A new report by Banking Consultant Dr. Richmond Atuahene and Data and Research Analyst Isaac Kofi Agyei has revealed a potential crisis brewing in Ghana's banking sector.

Banking Consultant Dr. Richmond Atuahene is one of the authors of the report.

The report, titled 'Thirsty Banks: Ghana's 2023 Challenge with High Cash Reserve Ratios,' highlights the excessive subscription of government bonds as a significant concern for many banks.

The report reveals that a substantial portion of commercial banks' total deposits, amounting to GH¢224 billion, has been allocated towards the acquisition of government bonds following the domestic debt exchange programme.

With a prolonged maturity period of these bonds set for 2031, banks face the risk of depleting their resources, leading to insufficient liquidity for day-to-day operations.

The authors of the report argue that the Bank of Ghana's new, higher Cash Reserve Ratios (CRR) do not factor in the restructured bonds held by commercial banks, primarily funded by depositors' money. This oversight could lead to a depletion of resources for many banks, causing them to become illiquid.

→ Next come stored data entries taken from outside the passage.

PR #1534, opened 2022-11-22
Introduce TransferAssets

ipdae:
Introduce `TransferAssets` action for bulk transfer asset.

### DIFF
--- a/Lib9c/Action/TransferAssets.cs
+++ b/Lib9c/Action/TransferAssets.cs
@@ -27,10 +27,10 @@ namespace Nekoyume.Action
         {
         }
 
-        public TransferAssets(Address sender, Dictionary<Address, FungibleAssetValue> map, string memo = null)
+        public TransferAssets(Address sender, List<(Address, FungibleAssetValue)> recipients, string memo = null)
         {
             Sender = sender;
-            Map = map;
+            Recipients = recipients;
 
             CheckMemoLength(memo);
             Memo = memo;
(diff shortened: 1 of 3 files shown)


Lib9c/Action/TransferAssets.cs
```diff
@@ -0,0 +1,170 @@
...
+        protected TransferAssets(SerializationInfo info, StreamingContext context)
+        {
+            var rawBytes = (byte[])info.GetValue("serialized", typeof(byte[]));
+            Dictionary pv = (Dictionary) new Codec().Decode(rawBytes);
+
+            LoadPlainValue(pv);
+        }
+
+        public Address Sender { get; private set; }
+        public Dictionary<Address, FungibleAssetValue> Map { get; private set; }
```
longfin, line 48:
```suggestion
        public Dictionary<Address, FungibleAssetValue> Recipients { get; private set; }
```

longfin, line 48: If we want to keep this `Dicionary<>`'s order, how about using `List<Tuple<Address, FungibleAssetValue>>` instead?

longfin: or, preserving the ordered internal field seems helpful to avoid re-ordering at least.

Lib9c/Action/TransferAssets.cs
```diff
@@ -0,0 +1,170 @@
...
+                throw new InvalidTransferRecipientException(Sender, recipient);
+            }
+
+            Address recipientAddress = recipient.Derive(ActivationKey.DeriveKey);
+
+            // Check new type of activation first.
+            // If result of GetState is not null, it is assumed that it has been activated.
+            if (
+                state.GetState(recipientAddress) is null &&
+                state.GetState(Addresses.ActivatedAccount) is Dictionary asDict &&
```
longfin, line 141: It seems that this action will try this `.GetState()` lookup per `Map` count, but they are all also the same. can we move it from this local method to reduce it?

longfin (approved):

The report recommends that the Bank of Ghana should reconsider CRR reductions and mitigate Non-Performing Loans (NPL) to restore resilience and economic stability in the banking sector. The authors emphasize a balanced approach, urging BoG to factor in restructured bonds and mitigate NPL risks.

Furthermore, the report highlights the need for fiscal measures, including substantial budget cuts, to ease inflationary pressures and redirect credit to the private sector. This holistic strategy aims to restore banking sector resilience, promote economic stability, and foster sustainable growth in Ghana.

The report also highlights the urgent need for the Bank of Ghana to reconsider its policies to prevent a potential crisis in Ghana's banking sector.